Book Review: Three Horses by Erri de Luca

http://www.amazon.co.uk/gp/product/B003GY0KI4/ref=as_li_qf_sp_asin_il_tl?ie=UTF8&camp=1634&creative=6738&creativeASIN=B003GY0KI4&linkCode=as2&tag=editsmisc00-21
For today’s review I picked a rather hidden gem from my crammed shelves: Three Horses by the Italian author Erri de Luca. I doubt that rummaging about in my usual shops for a new read I’d ever have stumbled across this book. To find its way into my hands it needed a good friend who was well acquainted with contemporary Italian literature and who wished to surprise me with a novel that I didn’t know already. From the first page to the last the story captured me, but let me tell you a little bit about its author before plunging into the plot.

Erri de Luca, Erri being the italianised version of Harry, was born in Napels, Italy, in 1950, joined a left-wing movement when he was a blue-collar worker at the FIAT factory in Turin and later wandered about working as a mason and a truck driver. He has been writing ever since the age of 20. His first novel, however, didn’t come out before 1989. Several of his books were bestsellers in Italy and well received also in other countries, notably in Europe. Like many Italian writers Erri the Luca writes for newspapers regularly. In 1999 Three Horses was first released on the Italian market. For the French edition of his book Erri de Luca received the Laure Bataillon Award in 2002. Michael F. Moore’s English translation appeared in 2005.

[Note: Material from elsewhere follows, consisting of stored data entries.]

PR #315, opened 2016-10-06
Reintroduce Send and SendAndHold

### LINKED ISSUE #155: Upgrade existing chains to single configuration file and configure for single data directory
1. Eris-DB v0.11.4 and prior read `config.toml` by Tendermint and `server_conf.toml` by Eris-DB; as of 0.12.0-rc2 Eris-DB reads a single `server_config.toml`
2. As of Eris-DB v0.12.0rc2 the state database is (by default) separated from the consensus engine block store; but on existing chains (Eris-DB v0.11.4) these files are in the same directory; make sure Eris-DB v0.12.0 configures itself for a single shared directory for existing chains.

### LINKED ISSUE #298: erisdb.send RPC missing in rc3
```shell
curl -H "Content-Type: application/json" -X POST -d '{"jsonrpc":"2.0","method":"erisdb.send","params":{"priv_key":"3D3305845A2CDEA61CD8678E7E1945F9A56FBA8CB2DA1F5A5D06448ADDEDD5645806A8BC1372EBCA5B5D2B65B7F86298F41ABCC7E6B6CF977E25127F58268CE2","to_address":"0000000000000000000000000000000000000010","amount":42},"id":"1"}' http://192.168.99.100:32902/rpc
```

yields

```JSON
{"result":null,"error":{"code":-32601,"message":"Method not found: erisdb.send"},"id":"1","jsonrpc":"2.0"}
```

silasdavis:
Probably shouldn't have been removed.

fixes #298 
fixes #155

Note that the old implementation: https://github.com/eris-ltd/eris-db/pull/114/commits/b2d0b4d402319dbfef914354750bb69dae728025

used:
```
cache := this.mempoolReactor.Mempool.GetCache()
￼acc := cache.GetAccount(pa.Address)
```

whereas we use:

```
cache := this.erisMint.GetState()
￼acc := cache.GetAccount(pa.Address)
```

This follows Call

### DIFF
--- a/rpc/v0/params.go
+++ b/rpc/v0/params.go
@@ -90,6 +90,13 @@ type (
 		GasLimit int64  `json:"gas_limit"`
 	}
 
+	// Used when sending a 'Send' transaction.
+	SendParam struct {
+		PrivKey   []byte `json:"priv_key"`
+		ToAddress []byte `json:"to_address"`
+		Amount    int64  `json:"amount"`
+	}
+
 	NameRegEntryParam struct {
 		Name string `json:"name"`
 	}
--- a/definitions/pipe.go
+++ b/definitions/pipe.go
@@ -77,6 +77,8 @@ type Transactor interface {
 		fee int64) (*txs.Receipt, error)
 	TransactAndHold(privKey, address, data []byte, gasLimit,
 		fee int64) (*txs.EventDataCall, error)
+  Send(privKey, toAddress []byte, amount int64) (*txs.Receipt, error)
+	SendAndHold(privKey, toAddress []byte, amount int64) (*txs.Receipt, error)
 	TransactNameReg(privKey []byte, name, data string, amount,
 		fee int64) (*txs.Receipt, error)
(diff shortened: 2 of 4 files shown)


benjaminbollen:
For sake of connecting open ends; this relates to https://github.com/eris-ltd/eris-db/issues/115

silasdavis:
Ah! Well you tried!

rpc/v0/params.go
```diff
@@ -90,6 +90,13 @@ type (
 		GasLimit int64  `json:"gas_limit"`
 	}
 
+	// Used when sending a 'Send' transaction.
+	SendParam struct {
+		PrivKey   []byte `json:"priv_key"`
```
benjaminbollen: why is a private key included here?

benjaminbollen: ah never mind, transact and transactAndHold have the same "broken" architecture; both of these need to be deprectaed in favor of using eris-client which now has the `waitForConfirmation`; but we can merge it for rc3

PR #319, opened 2016-10-10
fix circle problems; push correct image

compleatang:
circle can't rmi images and so build_tool will fail.


benjaminbollen:
LGTM

PR #321, opened 2016-10-11
Feature smaller docker redux

compleatang:


benjaminbollen:
LGTM; nice catch, yes we don't want to push the build images either

PR #2065, opened 2016-06-24
Update macro.rst

dubaaron:
Small grammar fix: subject-verb agreement "Macros differ" vs "Macros differs"


fabpot:
Good catch, thanks @dubaaron.

PR #2067, opened 2016-06-24
Update parent.rst

dubaaron:
Add "see also" to "use" tag, and example of how it works in that context.

### DIFF
--- a/doc/functions/parent.rst
+++ b/doc/functions/parent.rst
@@ -17,4 +17,22 @@ parent block when overriding a block by using the ``parent`` function:
 The ``parent()`` call will return the content of the ``sidebar`` block as
 defined in the ``base.html`` template.
 
-.. seealso:: :doc:`extends<../tags/extends>`, :doc:`block<../functions/block>`, :doc:`block<../tags/block>`
+``parent()`` can also be used in conjunction with the :doc:`block<../tags/use>` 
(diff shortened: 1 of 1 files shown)


doc/functions/parent.rst
```diff
@@ -17,4 +17,22 @@ parent block when overriding a block by using the ``parent`` function:
 The ``parent()`` call will return the content of the ``sidebar`` block as
 defined in the ``base.html`` template.
 
-.. seealso:: :doc:`extends<../tags/extends>`, :doc:`block<../functions/block>`, :doc:`block<../tags/block>`
+``parent()`` can also be used in conjunction with the :doc:`block<../tags/use>` 
+tag, in which case it seems to pull from the most recently defined parent block:
```
SpacePossum: nice addition! 
I would try to frase without the `seems to` part, as to me it looks like there is some uncertainty in the behavior of Twig while there isn't.

dubaaron: Agreed.  I only wrote "seems to" because there is some uncertainty on my part, and I couldn't find documentation to resolve my uncertainty.  If you know more than me and know that there is no uncertainty in that behavior, then please, remove "seems to".   I wrote "seems to" because that is what I observed, without having more strongly sourced knowledge.

fabpot:
I don't like adding this snippet here as it really belongs to the description of the `use` tag, which already covers this part. So, closing.

Issue #2059, opened 2016-06-13
Template-dependent template loading


wimleers:
We're trying to use `{% extends "image.html.twig" %}` in more places in Drupal 8 core.

Today, Drupal 8's Twig templates sadly still duplicate most of the original template. Using `extends` allows for less repetition, and for bug fixes in base themes to propagated to custom sites, without having to change code.

Unfortunately, we're running into a significant problem, which appears to be an architectural limitation in Twig.

Drupal.org issue: https://www.drupal.org/node/2387069. Below, I've explained it in a way that hopefully removes the need to have any Drupal knowledge, having Twig knowledge is sufficient.

## Drupal's needs.

Drupal's theme system has inheritance. In Drupal 8 core by default, the Bartik theme extends the Classy theme, which extends the Stable theme. Classy and Stable are called "base themes".

This means that extending works:

- *from current theme to the first ancestor theme* when rendering `SOMETHING.html.twig`: Bartik's would extend Classy's which would extend Stable's. Crucially, Classy's may be removed (then Bartik's extends Stable's) and then added again (which then goes back to the original behavior), and we'd expect this to work
- *within the current theme* when rendering a variant: `SOMETHING--variant.html.twig` would extend the current theme's SOMETHING.html.twig, and if that doesn't exist, it'd go and look at the ancestor.

It also means we specifically do *not* want to specify the full path to the base theme's template (nor the namespaced path — we also have registered the necessary namespaces). In other words: `{% extends "path/to/base_theme/SOMETHING.html.twig %}` or `{% extends "@base_theme/SOMETHING.html.twig" %}` is unacceptable.

## Concrete example

1. `core/themes/stable/templates/foo.html.twig`
2. `core/themes/classy/templates/foo.html.twig` contains `{% extends "foo.html.twig" %}` (to add a specific class) and expects Stable's foo.html.twig to be extended
3. `core/themes/bartik/templates/foo.html.twig` contains `{% extends "foo.html.twig" %}` (to override a Twig block) and expects Classy's `foo.html.twig` to be extended — or, really, any of its ancestor themes, because it couldn't care less if Classy's `foo.html.twig` was removed

Notes:

- in point 3, again, we specifically do NOT want to specify `{% extends "@classy/foo.html.twig" %}` because we don't want to care. We just want the parent theme's template — according to the theme registry — to be extended. Think e.g. bug fixes that are added later.
- in point 1, the "root template" could just as well not live in a theme, but in a module. That's also a valid use case.

[...]

PR #2069, opened 2016-06-28
Don't set a fake parent when parsing `{% embed "foo.html.twig." %}`

wimleers:
Context: #2059.

### DIFF
--- a/lib/Twig/TokenParser/Embed.php
+++ b/lib/Twig/TokenParser/Embed.php
@@ -22,18 +22,14 @@ class Twig_TokenParser_Embed extends Twig_TokenParser_Include
 
         list($variables, $only, $ignoreMissing) = $this->parseArguments();
 
-        // inject a fake parent to make the parent() function work
         $stream->injectTokens(array(
             new Twig_Token(Twig_Token::BLOCK_START_TYPE, '', $token->getLine()),
             new Twig_Token(Twig_Token::NAME_TYPE, 'extends', $token->getLine()),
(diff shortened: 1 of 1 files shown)


lib/Twig/TokenParser/Embed.php
```diff
@@ -22,19 +22,15 @@ public function parse(Twig_Token $token)
 
         list($variables, $only, $ignoreMissing) = $this->parseArguments();
 
-        // inject a fake parent to make the parent() function work
         $stream->injectTokens(array(
             new Twig_Token(Twig_Token::BLOCK_START_TYPE, '', $token->getLine()),
             new Twig_Token(Twig_Token::NAME_TYPE, 'extends', $token->getLine()),
-            new Twig_Token(Twig_Token::STRING_TYPE, '__parent__', $token->getLine()),
+            new Twig_Token(Twig_Token::STRING_TYPE, $parent->getAttribute('value'), $token->getLine()),
```
stof: this is broken, because it works only for a ConstantNode, while we support any expression

stof:
the fact that tests are passing tells me that we are missing some tests here (similar to the ones we have for ``extends``)

wimleers:
+1

fabpot:
@wimleers I can try to work on a fix tonight if you cannot find a way to fix it.

wimleers:
@fabpot Feel free to do so — I don't know the Twig codebase well enough.

fabpot:
In #2124, I've made something that works for when the parent is indeed a constant.

Issue #1430, opened 2014-07-04
Report accidently not substituted variables


lathspell:
(Note: The same feature request was reported as #1418 but closed just because some commentor was satisfied not because my feature request was implemented. I improved the example though.)

There seems to be no kind of warning or exception if a rendered template contains variables that are accidentally not substituted.

The "strict_variables" setting from http://twig.sensiolabs.org/doc/api.html#environment-options strict_variables does not help here as it just prevents the opposide case where 
my code would try to substitude an undefined variable like "last_name". It does not warn if I just miss one variable.

Example Template "template.twig":

```
Hello {{ firstname}} {{ lastname }}
```

Example Code:

```
require_once 'Twig/Autoloader.php';
Twig_Autoloader::register();
$twig = new Twig_Environment(new Twig_Loader_Filesystem('.'));
$out = $twig->render("template.twig", array("firstname" => "Tim"));
print_r($out);
```

Expected Output:

```
Exception: Variable "lastname" was not substituted!
```

Actual Output:

```
"Hello Tim "
```

PR #2071, opened 2016-07-02
Notice log show

gymadarasz:
This request related to issue #1430 (and some of more). I think I understand what is this guy (@lathspell) would, the problem is not that the `strict_variables` option doesn't work, I think he need some "Report" instead of an exception. Typical use case when the back-end (php) developer working with an other front-end (html) site builder. The sitebuilder can not add any more ("un-substituted") variable to the template because the back-end developer switched on the `strict_variables` (typically in dev-environment) and the front-end colleague doesn't see nothing html/css/{{ variables }} etc of his work.. (only the Exception Page) but if the `strict_variables` switched Off the back-end colleague doesn't see nothing because there is not exception or any error message only an empty string (so nothing) replaced into the variable placeholder. I wish to open this feature/change request and I attach a change commit to see how I imaging to resolve this "conflict" with some extra development environment arguments for `strict_variables` option. I added (and practically used on debugging) two more option witches related to `strict_variables` and these options working only if the `strict_variables` is switched on (so only in dev-environment):

if `strict_variables` is ON and `strict_variables_notice_log` is ON also, the notices of "undefined" variables added to the `error.log` by `trigger_error` (like to native PHP style) and doesn't throw exception.

if `strict_variables` is ON and `strict_variables_notice_show` is ON also, the notices of "undefined" variables assigned to the template (like as Twig variables) and doesn't throw exception.

if `strict_variables` is ON and both of `strict_variables_notice_log` and `strict_variables_notice_show` also ON, the error going to `error.log` and notice message into Twig template too.

if `strict_variables` is Off or both of `strict_variables_notice_log` and `strict_variables_notice_show` also Off (as default) then nothing to changed everything is working originally.
- so the developers can choose some of more option how they want to use Twig and they dev-environments, potentially differents environment for back-end and front-end colleagues depends on how is they development process (e.g typically template-first or back-end-logic first...)

### DIFF
--- a/lib/Twig/Template.php
+++ b/lib/Twig/Template.php
@@ -437,9 +437,21 @@ abstract class Twig_Template implements Twig_TemplateInterface
         if (!array_key_exists($item, $context)) {
             if ($ignoreStrictCheck || !$this->env->isStrictVariables()) {
                 return;
-            }
+            } else {
+                $errorMessage = sprintf('Variable "%s" does not exist', $item);
+                $templateName = $this->getTemplateName();
+                $lineno = -1;
 
-            throw new Twig_Error_Runtime(sprintf('Variable "%s" does not exist', $item), -1, $this->getTemplateName());
+                if ($log = $this->env->isStrictVariablesNoticeLog() || $show = $this->env->isStrictVariablesNoticeShow()) {
+                    $error = new Twig_Error($errorMessage, $lineno, $templateName);
+                    if ($log) {
+                        trigger_error($error->getMessage(), E_USER_NOTICE);
+                        $show = $this->env->isStrictVariablesNoticeShow();
+                    }
+                    return $show ? 'Notice: ' . $error->getMessage() : null;
+                }
+            }
+            throw new Twig_Error_Runtime($errorMessage, $lineno, $templateName);
         }
 
         return $context[$item];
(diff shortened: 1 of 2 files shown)


lib/Twig/Template.php
```diff
@@ -437,9 +437,22 @@ protected function displayWithErrorHandling(array $context, array $blocks = arra
         if (!array_key_exists($item, $context)) {
             if ($ignoreStrictCheck || !$this->env->isStrictVariables()) {
                 return;
-            }
+            } else {
+                $errorMessage = sprintf('Variable "%s" does not exist', $item);
+                $templateName = $this->getTemplateName();
+                $lineno = -1;
+
+                if ($log = $this->env->isStrictVariablesNoticeLog() || $show = $this->env->isStrictVariablesNoticeShow()) {
```
fabpot: Without parenthesis around the assignments, it does not do what you expect it to.

lib/Twig/Template.php
```diff
@@ -437,9 +437,22 @@ protected function displayWithErrorHandling(array $context, array $blocks = arra
...
+                    $error = new Twig_Error($errorMessage, $lineno, $templateName);
+                    if ($log) {
+                        trigger_error($error->getMessage(), E_USER_NOTICE);
```
fabpot: We never trigger errors like this in Twig or any other projects of mine for that matter.

lib/Twig/Template.php
```diff
@@ -437,9 +437,22 @@ protected function displayWithErrorHandling(array $context, array $blocks = arra
...
+                        $show = $this->env->isStrictVariablesNoticeShow();
```
fabpot: should not be needed.

fabpot:
This implementation cannot be merged as the method does not exist anymore in Twig 2.0, so the feature would be lost.

PR #2075, opened 2016-07-08
[Doc] Hint for replacing strings in variables

MalteWunsch:


stof:
this has nothing specific to the ``replace`` filter. The replace filter expects a hashmap as argument, and using dynamic keys in a hashmap is already documented in the Twig documentation. Duplicating it (with an explanation which is not clear about what happens btw) is a bad idea IMO.

fabpot:
I agree with @stof

MalteWunsch:
@stof Nothing specific here, agreed, I just hadn't found it in the documentation. You're pointing to http://twig.sensiolabs.org/doc/templates.html#literals ?

As I think the issue is still relevant in this context, would you agree to PR adding this link?

PR #2090, opened 2016-08-01
Do not mix indention levels

greg0ire:
Not sure if this was intentional, but the "if" line had an indention of 3 spaces,
while the "true" line has an indention of 4 spaces.


fabpot:
Thank you @greg0ire.

PR #2091, opened 2016-08-04
Update split.rst

ahmadmayahi:
The correct result for `{% set foo = "one,two,three,four,five"|split(',', 3) %}` is:
`['one', 'tow', 'three', 'four,five']`


jvasseur:
It's not, the second parameter of split is the maximum number of elements in the result array.

fabpot:
Current docs are correct. See http://twigfiddle.com/84dzn5

PR #2094, opened 2016-08-10
Exception on object w/o __toString method

WietseWind:
Prevent an ugly 50X error; throw an Syntax Exception when someone tries to display (`{{ xxx }}`) an object that's missing the __toString method.


fabpot:
Can you explain when you have this nasty 500? Because reading the code, it can only happen in a custom escaper, in which case, it's up to the it to reject the value correctly. I don't think it can happen with the built-in escaping strategies.

WietseWind:
@fabpot I checked and I cannot reproduce, although I'm sure we had some troubles with certain objects. Let's forget about this right now ;)

PR #2105, opened 2016-08-29
Floor - use cast and not intval

SpacePossum:
Use cast in fav. of the `inval`, because;
- its faster
- cannot be overloaded
- less chars


lib/Twig/Node/Expression/Binary/FloorDiv.php
```diff
@@ -12,9 +12,9 @@ class Twig_Node_Expression_Binary_FloorDiv extends Twig_Node_Expression_Binary
 {
     public function compile(Twig_Compiler $compiler)
     {
-        $compiler->raw('intval(floor(');
+        $compiler->raw('(int)floor(');
```
fabpot: I would have added a space after the cast.

fabpot:
Thank you @SpacePossum.

PR #2106, opened 2016-08-30
Revert "feature #1757 deprecated Twig_Template::getEnvironment()"

nicolas-grekas:
This reverts commit cfb0593028d164376abb8489b4534404616625f9, reversing
changes made to 1eb5fb26ef5847a5e8c11e24241bccfb54f17ddd.

WDYT? removing getEnvironment led to #1813, and now I'd like to get the filename (when using the Filesystem loader), but I can't.
If OK, I think we should also revert #1813 on master, and maybe also #1807 on 1.x

### DIFF
--- a/CHANGELOG
+++ b/CHANGELOG
@@ -1,6 +1,6 @@
-* 1.24.3 (2016-XX-XX)
+* 1.25.0 (2016-XX-XX)
 
- * n/a
+ * reverted deprecation of Twig_Template::getEnvironment()
 
 * 1.24.2 (2016-09-01)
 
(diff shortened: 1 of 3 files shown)


stof:
How is ``->getSource`` related to the deprecation of ``getEnvironment`` ?

nicolas-grekas:
Because when you have the env, you can do `$template->getEnvironment()->getLoader()->getSource($template->getTemplateName())` to get the source.
With this is mind, adding getSource could be seen as a workaround for the removal of getEnvironment.

ninsuo:
👌

fabpot:
I'm :-1:. This is hackish and I don't want to support this. I've fixed the `getSource` issue more elegantly in #2129 and we need to expose some more things, let's do it. But getting the environment to be able to get the loader really looks bad to me.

The plot of Three Horses is quickly told. The unnamed narrator, a reclusive middle-aged gardener with a love for used books, sits in a tavern somewhere in Southern Italy where he meets Laila, a young and enigmatic prostitute who reminds him of his late wife. The encounter triggers a whole series of flashbacks to the time when the narrator had been living in Argentina ruled by the terror regime of Jorge Videla and his successors. As the story evolves and the acquaintance between him and Laila grows into a love affair, Laila and the reader learn about the tragic fate of the narrator and his Argentinian wife Dvora who tried to escape from Videla's myrmidons into the moutains. Eventually, Dvora is captured and most likely tortured to death or executed like so many at the time. The narrator continues his flight through Argentina and finally manages to cross over to the Falkland Islands from where he goes to Italy. His second life as a gardener at the back of beyond begins. The narrator's only human contacts are the owner of the tavern, Laila and an African day labouror who one day appears at the gates of the garden and asks for the thrown away flowers and herbs so he can sell them and make a living. The illigal alien and the narrator become friends and Laila decides to give up working as a prostitute because she can't bear any longer being touched by men who don't love her. She confesses to the narrator that she intends to kill her pimp to free herself, but the story takes a different turn that I won't give away here. You'll have to find out yourself!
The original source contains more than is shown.